Some of the questions that are most usually asked are the following:-

- Why did we, as one of the priorities of the Revolution, send volunteers into the field to find out how many of our people were illiterate, and then move decisively into developing a national programme of adult education?

- Why have we stretched our human and financial resources to set up a training programme for all primary and junior secondary teachers, instead of continuing the traditional Teachers’ College model of training 50 select teachers per year?

- Why are we instituting primary health care?

- Why do we hold so many mass meetings?

- Why do we hold so many solidarity rallies and events with so many National Liberation Movements and friendly governments around the world?

- Why are we working so hare dot expand the NYO, and NWO and other mass organizations?

- Why are we the only country in the English–speaking Caribbean that has decided to arm our people and create a People’s Revolutionary Militia? What has inspired this confidence?

- Why are ordinary, grassroots men, women and youth being exposed to leadership training and political science courses?

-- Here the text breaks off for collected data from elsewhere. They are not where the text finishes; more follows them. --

PR #17407, opened 2026-08-11
[PWGEM] add new deduplication modes + MC information

Steffimro:
Two new deduplication modes added:

**Deduplaction Mode 2**: Instead of ranking V0 candidates by score and accepting them one by one, as the greedy mode does, the whole group of candidates connected through shared tracks is decided at once, keeping the maximum number of V0s that do not share a track. Among equally large solutions the one with the smallest sum of scores wins, so the score still decides, but only between solutions of the same size.

**Dedpulication Mode 3**: Keeps all V0s. No deduplication - more for cross-checks.

For better diagnostics of the deduplication procedure truth categories where added. processMC now classifies every candidate from the MC mothers of its two legs: true (both legs from the same photon), cross-leg fake (legs from two different photons), other fake (at least one leg is not a conversion leg) — and records which surviving candidate took a leg from a rejected one. A true photon counts as lost when all of its true candidates were rejected, and those blockers give the reason.

### DIFF
--- a/PWGEM/PhotonMeson/TableProducer/photonconversionbuilder.cxx
+++ b/PWGEM/PhotonMeson/TableProducer/photonconversionbuilder.cxx
@@ -74,7 +74,6 @@
 #include <string>
 #include <tuple>
 #include <unordered_map>
-#include <unordered_set>
 #include <utility>
 #include <vector>
 
@@ -106,8 +105,10 @@ enum TrackPropMode {
 };
 
 enum V0DeduplicationMode {
-  Pairwise = 0,      // old algorithm
-  GreedyMatching = 1 // new algorithm
+  Pairwise = 0,       // old algorithm, V0 with best PCA + cosPA at the same time in a group wins
+  GreedyMatching = 1, // new algorithm, best score wins (score combines PCA and cosPA -- see detailed implementation in PCMUtilities.cxx)
+  GroupMatching = 2,  // new algorithm, best combination of leg-disjoint V0s wins, not the single best V0
+  KeepAll = 3         // no deduplication, keep all V0s
 };
 
 // Struct needed for deduplication mode 1. Used to keep track  of v0 properties and a score based on pca and cosPA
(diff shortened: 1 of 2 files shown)


PWGEM/PhotonMeson/Utils/PCMUtilities.h
```diff
@@ -212,5 +214,53 @@ inline float getScoreV0(float cosPA, float pca, float weight)
...
+  kV0True = 0,         // both legs come from the SAME true photon
+  kV0CrossLegFake = 1, // legs come from TWO different true photons
+  kV0OtherFake = 2     // at least one leg is not a photon conversion leg
+};
+//_______________________________________________________________________
+/// \brief global index of the photon a track descends from
+/// \param track track with an MC label
+/// \param mcparticles the full McParticles table
+/// \return index of the mother if it is a photon, -1 otherwise
+template <typename TTrack, typename TMCParticles>
```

- Why are we developing so many new organizations, and popular democratic organizations such as Workers’ Parish Councils, Youth and Women’s Parish Councils and Community Zonal Councils within every parish?

- Why is the distribution of milk in every community carried out voluntarily by the organized members of that community?

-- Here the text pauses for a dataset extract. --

PR #17410, opened 2026-08-11
[PWGCF] Add lite colshape table

ariedel-cern:
Adding the lite version of FColShape table and other smaller fixes.


alibuild (approved):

- Why have we established Work Brigades to involve our people in the task of rebuilding our country on a voluntary patriotic and unpaid basis?

- Why are our community organizations able to set up and run day care centres and kindergartens with only minimal inputs from the Government?

- Why, in the face of serious transportation problems, in the face of ongoing attempts to undermine the confidence of the people in their Revolution, in the face of serious ongoing objective problems, why, in the face of all this, were we able to bring to Seamoon yesterday a crowd far, far bigger, and far more militant, united and conscious than the 10,000 who came out to the N.J.M.’s first People’s Congress held on that same spot around 8 years ago.

- Why is the anti–Grenada lobby becoming so strident and hysterical?

- Why does the newspaper of our Revolution, the Free West Indian, encounter so many obstacles to its distribution in the other Caribbean islands, while their newspapers sell freely on our streets, notwithstanding the lies and the distortions which they print about Grenada?

- Why is there no propaganda campaign, no accusations of human rights violations, no calls for elections, no policy of isolation, no economic blockades nor any threat of military intervention against a country like Haiti, where people are literally jumping into the sea every day to escape the unbearable conditions under which they live?

- Why?

We invite you to explore out country, examine our process, experience our Revolution, and assess for yourselves the new directions that we have taken.

Comrades, beloved friends, once again we reiterate our pleasure in having here with us, one hundred and twenty [120] delegates from so many countries form all continents is a definite statement of militant solidarity that “Grenada is Not Alone.”

Comrades, we urge you to enjoy your stay in our country and hope that whatever our modest hospitality lacks will be more than made up for by the warmth and friendliness of our people.

We assure you of our total support in your struggles against injustice, exploitation and war–mongering and for peace, social progress and national liberation.